National Minimum Wage Panel – do your duty and offer tough love and resist the arguments for economic miracles.

The government has (thankfully) decided to kick the National Minimum Wage (NMW) into touch. The hope must be that the panel come to advise that any NMW high enough to make a meaningful difference to the circumstances of the working poor, is a very bad idea. It’s a bad idea because it cannot offer much poverty relief (to those who keep their jobs) without destroying the opportunity for many more in SA, particularly the young and inexperienced and those outside the cities, to find work.

The problem is that even many of those who find work (mostly in the cities), at the lower end of the wage scales, remain poor. The working poor in SA have been defined as those who earn less than R4000 per month. Yet the problem is that most of those with jobs in SA earn much less than this, while a large number of potential workers are unemployed and earn no wage income at all.
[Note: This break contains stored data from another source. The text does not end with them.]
Issue #196, opened 2026-07-18
About screen: display the active node's bond policy


AndreaDiazCorreia:
**Part of #145.**

## Goal
Show the connected node's bond policy on the About screen.

## Depends on
The bond-policy discovery issue in this epic (kind 38385 parsing).

## Parity reference (v1)
`MostroP2P/mobile` `docs/architecture/ANTI_ABUSE_BOND.md` section 2.

## Tasks
- Render whether the node enforces bonds, on which side (`apply_to`), and the parameters (pct / base / claim window) when `enabled`.
- Handle the three states cleanly: `unsupported` (legacy daemon) vs `disabled` vs `enabled`.
- Localize across en/es/fr/de/it.

## Acceptance criteria
- The About screen reflects the parsed policy for the active node and updates on instance switch.

PR #198, opened 2026-07-18
feat: parse anti-abuse bond policy from kind-38385 info event

### LINKED ISSUE #190: Parse and validate bond policy from kind 38385 info events
**Part of #145.**

## Goal
Parse the node's anti-abuse bond policy from its kind-38385 info event and expose it to the app, so the UI can warn users up front and the About screen can display it.

## Current state (v2)
Kind 38385 is parsed today in `lib/features/about/models/mostro_instance.dart:75-112`, but it carries no bond fields.

## Parity reference (v1)
`MostroP2P/mobile` `docs/architecture/ANTI_ABUSE_BOND.md` section 2. v1 model: `BondPolicy` with three states — `unsupported` (tag absent, legacy daemon), `disabled` (`bond_enabled="false"`), `enabled` (`bond_enabled="true"`).

## Tasks
- Add the three-state `BondPolicy` model (not a boolean).
- Parse and range-validate the 7 tags: `bond_enabled`, `bond_apply_to` (`take|make|both`), `bond_slash_on_waiting_timeout`, `bond_amount_pct` (`[0.0, 1.0]`), `bond_base_amount_sats` (`>= 0`), `bond_slash_node_share_pct` (`[0.0, 1.0]`), `bond_payout_claim_window_days` (`> 0`, default 15).
- Treat empty/whitespace `bond_enabled=""` as missing (`unsupported`), not `disabled`.
- Sanitize malformed tag arrays defensively: a corrupt payload must never masquerade as an intentional policy (fall back to `unsupported`); out-of-range or unparseable parameters yield `null`.

## Placement note
Per the architecture golden rule (protocol logic belongs in Rust), confirm whether this parsing should move to Rust or extend the existing Dart parser before implementing.

## Acceptance criteria
- Unit tests cover the three states, each tag's range validation, and malformed/empty inputs (mirror v1 `mostro_instance_test.dart`).
- The bond amount is never computed client-side for charging (the daemon sends the exact bolt11); pct/base are used only for up-front warnings.

AndreaDiazCorreia:
Closes #190. Part of the anti-abuse bond epic #145.

## What

Parses and validates the anti-abuse bond policy advertised by a Mostro node in its kind-38385 info event, exposing it on `MostroInstance` for the rest of the app to consume. Parsing only — no UI (the About-screen display is tracked in #196).

## Changes

- Add a three-state `BondPolicy` enum (`unsupported` / `disabled` / `enabled`) so the app can tell "feature off" apart from a legacy daemon, plus a `BondApplyTo` enum (`take` / `make` / `both`).
- Add seven bond fields to `MostroInstance` (`bondPolicy` defaults to `unsupported`; the six parameters are nullable and meaningful only when the policy is `enabled`).
- Parse the bond tags in `MostroInstance.fromTags` with defensive sanitization:
  - Empty or whitespace-only `bond_enabled=""` is treated as missing (`unsupported`), not `disabled`, preserving the three-state semantics.
  - Malformed `bond_enabled` values fall back to `unsupported`.
  - Range validation: `bond_amount_pct` and `bond_slash_node_share_pct` in `[0.0, 1.0]`, `bond_base_amount_sats` >= 0, `bond_payout_claim_window_days` > 0; out-of-range or unparseable values yield `null`.
- The bond amount is never computed client-side for charging — the daemon always sends the exact bolt11; the pct/base fields exist only for up-front UI warnings.

## Tests

- 18 unit tests covering the three policy states, case-insensitive parsing, empty / whitespace / malformed / value-less tags, per-tag parsing, and range validation.
- `flutter analyze` clean; existing non-bond parsing is unaffected.

## Parity reference

Client-side behavior mirrors v1 (`MostroP2P/mobile` `docs/architecture/ANTI_ABUSE_BOND.md` section 2).

## Summary by CodeRabbit

* **New Features**
  * Added support for Mostro instance “bond” configuration.
  * Bonds now support three states: enabled, disabled, or unsupported, with an application scope (take/make/both) and configurable parameters.
* **Bug Fixes**
  * Improved tag parsing robustness: whitespace and casing are handled, malformed values are ignored, and numeric inputs are validated (including range limits where applicable).
  * Bond parameters are only populated when the bond policy is enabled.
* **Tests**
  * Added coverage for bond policy resolution, parameter parsing/validation, and ensuring existing non-bond tag behavior remains unchanged.

### DIFF
--- a/lib/features/about/models/mostro_instance.dart
+++ b/lib/features/about/models/mostro_instance.dart
@@ -1,5 +1,19 @@
 import 'package:flutter/foundation.dart';
 
+/// Anti-abuse bond policy advertised by a Mostro daemon via its kind-38385
+/// info event.
+///
+/// Three states must be distinguished:
+/// - [unsupported]: the `bond_enabled` tag is absent (legacy daemon that
+///   predates the anti-abuse bond feature) or carries a malformed value.
+/// - [disabled]: `bond_enabled="false"` — the operator left the feature off.
+/// - [enabled]: `bond_enabled="true"` — the bond is active and the remaining
+///   bond tags are meaningful.
+enum BondPolicy { unsupported, disabled, enabled }
+
+/// Which side of a trade a bond applies to (`bond_apply_to` tag).
+enum BondApplyTo { take, make, both }
+
 /// Dart model parsed from a Nostr Kind 38385 (Mostro instance status) event.
 ///
 /// All fields are derived from individual tags — the event `content` is empty
@@ -29,6 +43,13 @@ class MostroInstance {
     this.lndNetworks,
     this.lndUris,
     this.maxOrdersPerResponse,
+    this.bondPolicy = BondPolicy.unsupported,
+    this.bondApplyTo,
+    this.bondSlashOnWaitingTimeout,
+    this.bondAmountPct,
+    this.bondBaseAmountSats,
+    this.bondSlashNodeSharePct,
+    this.bondPayoutClaimWindowDays,
   });
 
   /// Mostro daemon pubkey (from `d` tag).
@@ -66,6 +87,26 @@ class MostroInstance {
   final String? lndNetworks;
   final String? lndUris;
 
+  // ── Anti-abuse bond ─────────────────────────────────────────────────────────
+
+  /// Bond policy state; defaults to [BondPolicy.unsupported]. See [BondPolicy].
+  final BondPolicy bondPolicy;
+
+  // The following six fields carry the bond parameters and are only meaningful
+  // when [bondPolicy] is [BondPolicy.enabled]. Each is `null` when the tag is
+  // absent or when its value fails validation.
+
+  final BondApplyTo? bondApplyTo;
+  final bool? bondSlashOnWaitingTimeout;
+  /// Bond fraction of the order amount, constrained to `[0.0, 1.0]`.
+  final double? bondAmountPct;
+  /// Minimum bond floor in sats, `>= 0`.
+  final int? bondBaseAmountSats;
+  /// Node's share of a slashed bond, constrained to `[0.0, 1.0]`.
+  final double? bondSlashNodeSharePct;
+  /// Days to claim a payout before forfeit, `> 0`.
+  final int? bondPayoutClaimWindowDays;
+
   // ── Factory ─────────────────────────────────────────────────────────────────
 
   /// Parse a Kind 38385 event's tag list into a [MostroInstance].
@@ -80,6 +121,73 @@ class MostroInstance {
         }
       }
       return null;
+    }
+
+    // Like [get] but trims the value and treats empty/whitespace-only as
+    // missing, so an empty tag (e.g. `bond_enabled=""`) is not misparsed as a
+    // legitimate value — preserving the three-state [BondPolicy] semantics.
+    String? getOptional(String name) {
+      final raw = get(name);
+      if (raw == null) return null;
+      final value = raw.trim();
+      return value.isEmpty ? null : value;
+    }
+
+    BondPolicy parseBondPolicy() {
+      switch (getOptional('bond_enabled')?.toLowerCase()) {
+        case 'true':
+          return BondPolicy.enabled;
+        case 'false':
+          return BondPolicy.disabled;
+        default:
+          return BondPolicy.unsupported;
+      }
+    }
+
+    BondApplyTo? parseBondApplyTo() {
+      switch (getOptional('bond_apply_to')?.toLowerCase()) {
+        case 'take':
+          return BondApplyTo.take;
+        case 'make':
+          return BondApplyTo.make;
+        case 'both':
+          return BondApplyTo.both;
+        default:
+          return null;
+      }
+    }
+
+    // Parses a boolean tag, yielding `null` for anything other than
+    // `"true"`/`"false"` so malformed data is not collapsed into a valid state.
+    bool? parseBool(String name) {
+      switch (getOptional(name)?.toLowerCase()) {
+        case 'true':
+          return true;
+        case 'false':
+          return false;
+        default:
+          return null;
+      }
+    }
+
+    // Parses a fraction constrained to `[0.0, 1.0]`; out-of-range or
+    // unparseable values yield `null`.
+    double? parseFraction(String name) {
+      final value = double.tryParse(getOptional(name) ?? '');
+      if (value == null) return null;
+      return (value >= 0.0 && value <= 1.0) ? value : null;
+    }
+
+    int? parseNonNegativeInt(String name) {
+      final value = int.tryParse(getOptional(name) ?? '');
+      if (value == null) return null;
+      return value >= 0 ? value : null;
+    }
+
+    int? parsePositiveInt(String name) {
+      final value = int.tryParse(getOptional(name) ?? '');
+      if (value == null) return null;
+      return value > 0 ? value : null;
     }
 
     return MostroInstance(
@@ -108,6 +216,14 @@ class MostroInstance {
       lndUris: get('lnd_uris'),
       maxOrdersPerResponse:
           int.tryParse(get('max_orders_per_response') ?? ''),
+      bondPolicy: parseBondPolicy(),
+      bondApplyTo: parseBondApplyTo(),
+      bondSlashOnWaitingTimeout: parseBool('bond_slash_on_waiting_timeout'),
+      bondAmountPct: parseFraction('bond_amount_pct'),
+      bondBaseAmountSats: parseNonNegativeInt('bond_base_amount_sats'),
+      bondSlashNodeSharePct: parseFraction('bond_slash_node_share_pct'),
+      bondPayoutClaimWindowDays:
+          parsePositiveInt('bond_payout_claim_window_days'),
     );
   }
 
--- a/lib/features/about/models/mostro_instance.dart
+++ b/lib/features/about/models/mostro_instance.dart
@@ -100,7 +100,8 @@ class MostroInstance {
   final BondApplyTo? bondApplyTo;
   final bool? bondSlashOnWaitingTimeout;
 
-  /// Bond fraction of the order amount, constrained to `[0.0, 1.0]`.
+  /// Bond fraction of the order amount (0.01 = 1%). Non-negative and finite;
+  /// not capped at 1.0 (the daemon does not constrain its upper bound).
   final double? bondAmountPct;
 
   /// Minimum bond floor in sats, `>= 0`.
@@ -172,10 +173,14 @@ class MostroInstance {
       }
     }
 
-    double? parseFraction(String name) {
+    // Rejects NaN/Infinity and negatives. [max] caps the upper bound only when
+    // the protocol constrains it: the daemon validates `slash_node_share_pct`
+    // to `<= 1.0`, but `amount_pct` is an unbounded fraction (0.01 = 1%).
+    double? parseFraction(String name, {double? max}) {
       final value = double.tryParse(getOptional(name) ?? '');
-      if (value == null) return null;
-      return (value >= 0.0 && value <= 1.0) ? value : null;
+      if (value == null || !value.isFinite || value < 0.0) return null;
+      if (max != null && value > max) return null;
+      return value;
     }
 
     int? parseNonNegativeInt(String name) {
@@ -229,7 +234,9 @@ class MostroInstance {
       bondBaseAmountSats:
           isEnabled ? parseNonNegativeInt('bond_base_amount_sats') : null,
       bondSlashNodeSharePct:
-          isEnabled ? parseFraction('bond_slash_node_share_pct') : null,
+          isEnabled
+              ? parseFraction('bond_slash_node_share_pct', max: 1.0)
+              : null,
       bondPayoutClaimWindowDays:
           isEnabled ? parsePositiveInt('bond_payout_claim_window_days') : null,
     );
--- a/lib/features/about/models/mostro_instance.dart
+++ b/lib/features/about/models/mostro_instance.dart
@@ -61,8 +61,10 @@ class MostroInstance {
   final String? commitHash;
   final int? maxOrderAmount;
   final int? minOrderAmount;
+
   /// Pending order lifetime in hours.
   final int? expirationHours;
+
   /// Fee as a fraction, e.g. 0.006 = 0.6 %.
   final double? fee;
   final String? fiatCurrenciesAccepted;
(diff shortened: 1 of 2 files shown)


lib/features/about/models/mostro_instance.dart
```diff
@@ -82,6 +128,73 @@ class MostroInstance {
...
+          return true;
+        case 'false':
+          return false;
+        default:
+          return null;
+      }
+    }
+
+    double? parseFraction(String name) {
+      final value = double.tryParse(getOptional(name) ?? '');
```
grunch, line 180: **MEDIUM — is `bond_amount_pct` a fraction or a percent on the wire?**

The `[0.0, 1.0]` guard encodes an assumption I can't verify from this repo. The PR description cites `MostroP2P/mobile docs/architecture/ANTI_ABUSE_BOND.md` §2, but that file isn't reachable here and nothing in this repo pins the unit.

If the daemon publishes a **percent** (`bond_amount_pct="5"` for 5%) rather than a fraction, this guard silently discards *every* real value:

```
bond_amount_pct="5"  →  5.0 > 1.0  →  null
```

The failure mode is the bad one. Per the PR description, these fields exist "only for up-front UI warnings" — so a unit mismatch means the warning never renders, the user takes an order believing no bond applies, and the daemon then charges one. Silent-null in the direction of *understating* a financial obligation.

A sanity check that a real Mostro node's published `bond_amount_pct` survives this parser would settle it. If the fraction reading is confirmed, please link the spec section in the doc comment so the next reader doesn't have to re-derive it.

Secondary point on the same guard: `1.0` is accepted as valid, i.e. a bond equal to 100% of the order amount. Harmless to parse, but if the protocol caps this lower, the ceiling could be tightened here.

lib/features/about/models/mostro_instance.dart
```diff
@@ -82,6 +128,73 @@ class MostroInstance {
...
+
+    int? parsePositiveInt(String name) {
+      final value = int.tryParse(getOptional(name) ?? '');
+      if (value == null) return null;
+      return value > 0 ? value : null;
+    }
+
+    // Parameters are gated on an enabled policy so a disabled or malformed
+    // event never exposes live bond values (consumers key off nullability).
+    final bondPolicy = parseBondPolicy();
```
grunch, line 200: **MEDIUM — `enabled` with all-`null` parameters is reachable and undocumented.**

Confirmed on the branch:

```
bond_enabled=true, no other bond tags
  → bondPolicy=enabled, bondApplyTo=null, bondAmountPct=null, … all six null
```

The field comment above states the parameters are "non-null only when `bondPolicy` is `enabled`" — true, but the converse doesn't hold, and that's the direction a consumer will actually rely on. A UI writing `if (bondPolicy == BondPolicy.enabled) showBondWarning(instance.bondAmountPct!)` compiles fine and crashes against a real node that omitted the tag.

Worse, the nullability is **lossy about why**. These two events are indistinguishable downstream:

- operator didn't publish `bond_amount_pct` at all
- operator published `bond_amount_pct="1.5"` and this parser rejected it as out of range

The first is "amount unknown, ask the daemon." The second is "this node is advertising a malformed policy" — arguably something the user should see before committing funds. Right now both render as a blank field.

Two options, either fine:

1. **Document it** — amend the field comment to state explicitly that an `enabled` policy does *not* guarantee any parameter is non-null, and that `null` means "absent or rejected." Cheapest fix, unblocks #196.
2. **Preserve the distinction** — surface rejected-value information so the About screen (#196) can distinguish "not advertised" from "advertised but invalid."

Given #196 is where this gets consumed, option 1 now plus a note on that issue seems proportionate. Whichever you pick, a test pinning the all-null-when-enabled behavior would make the contract explicit.

lib/features/about/models/mostro_instance.dart
```diff
@@ -1,5 +1,19 @@
 import 'package:flutter/foundation.dart';
 
+/// Anti-abuse bond policy advertised by a Mostro daemon via its kind-38385
+/// info event.
+///
+/// Three states must be distinguished:
+/// - [unsupported]: the `bond_enabled` tag is absent (legacy daemon that
```
grunch, line 7: **MINOR — `unsupported` carries two different meanings.**

The doc is admirably honest that this state covers both "tag absent (legacy daemon)" and "malformed value." But those warrant different UI:

- **absent** → legacy daemon, bonds genuinely don't exist, no warning needed
- **malformed** (`bond_enabled="yes"`) → a daemon that *knows about* bonds and published something this client can't read. Treating it as "no bonds here" is the optimistic reading, and it's optimistic about whether the user's funds are at risk.

Not arguing for a fourth enum case necessarily — `unsupported` already means "we don't know," and a UI can reasonably warn on it. But if #196 renders `unsupported` as "this node does not support bonds" (rather than "unknown"), the malformed case becomes an incorrect claim to the user. Worth deciding now while the enum is still cheap to change, and worth a sentence in the doc noting the UI implication.

lib/features/about/models/mostro_instance.dart
```diff
@@ -82,6 +128,73 @@ class MostroInstance {
...
+    }
+
+    double? parseFraction(String name) {
+      final value = double.tryParse(getOptional(name) ?? '');
+      if (value == null) return null;
+      return (value >= 0.0 && value <= 1.0) ? value : null;
+    }
+
+    int? parseNonNegativeInt(String name) {
+      final value = int.tryParse(getOptional(name) ?? '');
```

According to a comprehensive recent study of the labour market in SA by Arden Finn for the University of the Witwatersrand, 48% of all wage incomes, representing 5m workers, fell below R4000 per month in 2015 and 40% earned  less than R3000 per month, about 2.7m workers out of a total employed of about 13m. The proportion of those employed who fall below R4000 are much higher in the rural areas, higher in agriculture (nearly 90%) and domestic services (95%). In mining, 22% of the work force earned less than R4000 per month in 2015, while in the comparatively well paid and skilled manufacturing sector, about 48% of the work force were estimated to earn less than R4000 per month.

How many would lose their jobs? And how many would hold on to them to receive the promised benefits of higher minimum wages? These are the numbers that would have to be estimated by the panel. They would have to allow for all the other independent forces at work, other than wages, that could favourably or unfavourably influence numbers employed. For those on the panel who believe that SA can repeal the laws of supply and demand for labour and that wages have little to do with what workers are expected to add to business revenues, and so higher minimums can happen without very unhelpful employment effects – there is a question they will have to answer.

If a higher NMW can make such a helpful difference to poverty without serious consequences for the unemployed and their poverty, why not set the NMW ever higher?  If an NMW of R4000 a month is not enough to escape poverty, why not double or treble these minimums? They must surely agree that the number of job losses would increase as the distance between current wages and the intended minimums widened. Agree, that is, that the only way to avoid extra unemployment would be to set the minimums very close to actual minimum wages in the very different locales where they are earned, a symbolic rather than a practical gesture.

The panel could turn to the well-known relationship between employment, employment benefits and output (measured as value added or contribution to GDP) in the formal sector of the SA for evidence that improved employment benefits, for those who keep their jobs, leads to less employment for the rest. GDP has grown consistently while employment has stagnated and the numbers unemployed have risen as the potential work force has grown. Yet the real wage bills have grown more or less in line with real GDP. In other words, the percentage decline in the numbers employed has been less than the percentage increase in employment benefits paid out. Nice work if you can get it and too many South African have not got it. And wages and profits have maintained their share of value added. Firms have adapted well to more expensive labour; the unemployed have not been able to do so. Their interests should be paramount in policy action.

An NMW set well above market related rewards will reinforce such trends. It will not be fair to the non-working poor nor promote economic growth, the only known way to truly relieve poverty and raise wages over time. It is the duty of economists to practice tough love – to recognise the inevitable trade-offs should a NMW be introduced. We can but hope the panel will do its duty and resist politically tempting actions that have predictably disastrous effects. After all, if we knew how to eliminate poverty with a wave of a wand (the NMW is such a wand) we would have done so a long while ago.